Oh! que vous chantez bien, mes petits canaris!
C'est que vous avez tout à souhait: belle cage,
Grain nouveau, gai soleil, air pur et frais breuvage,
Et votre joie éclate en vos airs favoris!

Mais savez-vous, au moins, d'où vous vient cette fête?
Moi, j'achète ce grain dont vous êtes friands:
Mais qui l'a fait germer et mûrir dans les champs?
Je vous verse cette eau: mais cette eau, qui l'a faite?
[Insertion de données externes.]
PR #5240, opened 2026-03-27
stats: update HSC/Area51 kill stats

lahm86:
#### Checklist

#### Description

This marks Orcas to not be included in the kill total, in a similar way to how we exclude TR2 eels. I've also amended the unobtainable kills in HSC, but would appreciate a sanity check in particular of this. Following are those I believe cannot be killed (by Lara) without using cheats as they're all before the point of no return.

<details>

| Index | Type     |
|-------|----------|
| 0     | Prisoner |
| 4     | Prisoner |
| 5     | Prisoner |
| 17    | MP 2     |
| 126   | MP 1     |
| 132   | Prisoner |
| 147   | Prisoner |
| 148   | Prisoner |
| 149   | Prisoner |
| 156   | Prisoner |
| 165   | MP 1     |
| 180   | MP 1     |
| 185   | Sentry   |
| ~~188~~   | ~~MP 2~~     |
| 194   | Sentry   |
| 207   | Sentry   |
| 209   | MP 1     |
| 213   | Sentry   |
</details>

### DIFF
--- a/data/trx/ship/games/tr3/gameflow.json5
+++ b/data/trx/ship/games/tr3/gameflow.json5
@@ -355,6 +355,8 @@
                 "lara_guns.bin",
                 "compound_cine.bin",
             ],
+            "unobtainable_kills": 9,
+            "unobtainable_ally_kills": 8,
         },
 
         // 15. Area 51
--- a/docs/CHANGELOG.md
+++ b/docs/CHANGELOG.md
@@ -27,6 +27,7 @@
 - added Hook control
 - restored the cutscene at the beginning of High Security Compound
 - changed Area 51 Rocket to no longer hardcode room 52 as the fire blast room; instead it checks for presence of an upwards portal pointing to the rocket room
+- changed enemies who are killed by lasers to be included in the stats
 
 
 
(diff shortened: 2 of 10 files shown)


rr- (approved):
Thanks. Does killing the guard with the security laser count as a kill?

lahm86:
> Thanks. Does killing the guard with the security laser count as a kill?

It doesn't, but we could add that. It does "box damage" on each frame but we could check when HP hits 0 and add a kill then. I suppose it's an indirect kill, but it's still Lara as the source.

rr-:
> > Thanks. Does killing the guard with the security laser count as a kill?
> 
> It doesn't, but we could add that. It does "box damage" on each frame but we could check when HP hits 0 and add a kill then. I suppose it's an indirect kill, but it's still Lara as the source.

Yeah let's do that 🩷 Thanks.

I wonder if we should also count kills by allies. I think _yes_, because I've seen once a streamer struggled to get a 100% kill count due to monks in a custom level. Perhaps an option. I'd open a separate task for that though.

lahm86:
Sounds good for that kind of case with the monks. I'll log it.
Pushed a commit for blocked box kills, which turned out to be a nice little refactor too as it was identical logic in all the guards.
Reduced unobtainables by 1 in HSC.

rr- (approved):

aredfan (approved):

PR #5254, opened 2026-03-29
Fix combo deferral for non-starter keys and tab navigation after rebinding

### LINKED ISSUE #5249: [Bug] Bugged combo binds
### Game type

Original game

### Game

TR2

### TRX version

1.4.2-45-g8227514

### Operating system

Linux Bazzite

### GPU

Intel UHD Graphics @ 0.75 GHz [Integrated]

I combo bound the harpoon gun and M16 hotkeys to Select + LT and Select + RT respectively and it broke Look and Walk functionality (I had previously bound Look to LT and Walk to RT), leaving me unable to do either.

Combo Bindings should not interfere or conflict with regular ones.

### Attachments

[TRX.log](https://github.com/user-attachments/files/26326587/TRX.log)

### Before submitting

### LINKED ISSUE #5250: [Bug] Rebinding Shoulder Buttons and Triggers slightly breaks UI navigation
### Game type

Original game

### Game

All games

### TRX version

1.4.2-45-g8227514

### Operating system

Linux Bazzite

### GPU

Intel UHD Graphics @ 0.75 GHz [Integrated]

I rebound Look from LB to LT and Walk from RB to RT, and this disabled being able to switch tabs in menus.

Menu navigation should not be affected by custom binds.

### Attachments

[TRX.log](https://github.com/user-attachments/files/26326596/TRX.log)

### Before submitting

goldfish-g:
Fixes #5249, fixes #5250.

#### Checklist

#### Description

Fix three related input binding bugs:

**Combo deferral for non-starter keys (#5249)**

Phase 3 and Phase 6 of combo resolution incorrectly deferred any key
appearing anywhere in a multi-key combo. For example, with
harpoon=SELECT+LT and M16=SELECT+RT, pressing LT or RT alone would get
blocked — even though SELECT is the combo starter, not LT/RT.

`M_IsComboKey`/`M_IsComboInput` now only match `keys[0]` (the combo
starter) instead of all positions. `M_HasLongerCombo` additionally
requires the first key to match between the short binding and the longer
combo. This means a key that only appears as the 2nd or 3rd element of a
combo is never deferred or suppressed on its own.

**New role classifications: sustained and capturing (#5249)**

Two new role classifications replace the previous approach of marking
look and walk as immediate:

*Sustained* roles (look, walk, step, crouch, sprint) are held states
that fire immediately without deferral but, unlike immediate roles, can
be the first key of a combo. However, combos starting with a
non-capturing sustained role cannot contain immediate keys (e.g.
sprint+jump is invalid) because the immediate action would fire before
the combo could form. Invalid combos are flagged as conflicts in the
controls editor and suppressed at runtime.

*Capturing* roles (currently only look) are sustained roles that redirect
other inputs while held, so combos like look+jump are valid since the
immediate key loses its normal meaning under look mode.

**Tab navigation breaks when LT/RT are rebound (#5250)**

Tab switching in menus checked the rebindable `step_left`/`step_right`
roles as a proxy for "triggers pressed". After rebinding LT/RT away from
sidestep (e.g. to look/walk), triggers no longer switched tabs.

New hardcoded roles `MENU_TAB_LEFT`/`MENU_TAB_RIGHT` are now bound to
LT/RT on controller (and DELETE/PAGEDOWN on keyboard, matching the
existing step defaults). These are non-rebindable, so triggers always
switch tabs regardless of in-game bindings.


rr-:
But this means we no longer can bind to Shift+X right?

rr-:
Also since Delete is now hardcoded does this mean the players can no longer bind it to other actions?

goldfish-g:
> But this means we no longer can bind to Shift+X right?

The restrictions are role based, not key based. If shift is walk, then shift + x can no longer be bound, like you said. But x + shift can. There was already a list of roles that had an "immediate" flag, meaning they cannot be the start of combos.

> Also since Delete is now hardcoded does this mean the players can no longer bind it to other actions?

Actually no! I added new roles for tab switching, so that delete will work for those roles regardless of what other roles it has assigned. So delete can still be bound freely. And LT and RT too of course.

goldfish-g:
Actually, now that I think about it, maybe we should have another type of restriction other than "immediate"... For example, roll can't be the start of a combo, and that makes sense, but something like look and walk can, as long as they don't block their primary function 🤔

rr-:
Yeah let's explore alternatives.

goldfish-g:
Okay, I think I found something I am happy with. I added two new role classifications, I amended the PR body with an explanation so I won't repeat here.
TLDR walk + action is a valid shortcut, action and walk now have the sustained role, but walk + jump is not, as jump is still an immediate tole, and takes priority as to not ruin gameplay.

rr- (commented):
Can the sustained inputs policy be merged together?

Right now the keyboard and controller backends each seem to carry their own copy of:

- combo-starter detection
- has longer combo with same starter logic
- sustained/capturing validation policy

IMO the backend-specific parts should really just answer low-level questions like "is this binding pressed?", "are these two key tokens equal?" etc. The combo policy itself could live in one shared layer with small backend adapters only. LMK if this makes sense.

---

Additionally I think there is still possibility to achieve illegal combos, by doing:

- bind walk to G + H (walk now never works)
- bind pistols to G+H+J; keep UI hiding with H (GHJ both equips pistols and toggles UI)

But that is just ridiculous.

goldfish-g:
> Can the sustained inputs policy be merged together?
> 
> Right now the keyboard and controller backends each seem to carry their own copy of:
> 
>     * combo-starter detection
> 
>     * has longer combo with same starter logic
> 
>     * sustained/capturing validation policy
> 
> 
> IMO the backend-specific parts should really just answer low-level questions like "is this binding pressed?", "are these two key tokens equal?" etc. The combo policy itself could live in one shared layer with small backend adapters only. LMK if this makes sense.

That's fair enough, I should avoid duplicate code, I will improve this.

> Additionally I think there is still possibility to achieve illegal combos, by doing:
> 
>     * bind walk to G + H (walk now never works)
> 
>     * bind pistols to G+H+J; keep UI hiding with H (GHJ both equips pistols and toggles UI)
> 
> 
> But that is just ridiculous.

Well, yes, I guess it's not 100% fool proof, but I think at some point we can call it user error 🤣
I think all reasonable checks are accounted for.

docs/CHANGELOG.md
```diff
@@ -11,6 +11,8 @@
 - fixed recordings keeping unbound hotkeys active during playback
 - fixed being unable to change FOV after using photo mode without restarting the level (#5246, regression from 1.0)
 - fixed Lara getting stuck if using crouch-roll near very low ceilings (#5248)
+- fixed combo bindings blocking non-starter keys from firing (e.g. SELECT+LT blocking standalone LT) (#5249)
```
lahm86: I think the bugs are unreleased so we can skip the changelog entries (although best to confirm if that's the case with 5250 - I don't have a controller unfortunately).

rr- (approved):
`backends/combo.[ch]` → `combo.[ch]` and we're good (backends/combo dilutes the folder contents a bit which should focus on strategies, with a small exception made for internal.c).
If we worry about this being private and not part of the public APIs, we could introduce input/priv/combo.[ch] and move backends/internal.[ch] there too (under a more meaningful name)?

rr- (approved):

lahm86 (approved):

aredfan (approved):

Qui donc a fait couler le limpide ruisseau
Où, dans mon gobelet, pour vous je l'ai puisée?
C'est moi qui vous ai mis tout près de la croisée;
Quand j'ai vu ce jour pur et ce soleil si beau:

Mais d'où vient ce beau jour, et d'où vient l'astre même?
Qui l'a formé? Qui l'a suspendu dans les airs,
Pour être bienfaiteur et roi de l'univers?
Dites, le savez-vous?—C'est quelqu'un qui vous aime.

C'est Dieu, mes canaris!—La graine et le ruisseau,
L'azur et le soleil, et les cieux et la terre
Sont son œuvre: et c'est lui qui, comme un tendre père
S'occupe de l'enfant et prend soin de l'oiseau!

C'est Dieu qui vous a faits, c'est Dieu qui vous apprête
Ce repas, cet abri; c'est lui qui vous revêt,
Dans la saison d'hiver, de ce moelleux duvet
Où, pour vous endormir, vous cachez votre tête;

Lui qui vous a donné ces jolis petits yeux,
Et cette douce voix aux sémillants ramages!
A lui donc tous vos chants, à lui tous vos hommages!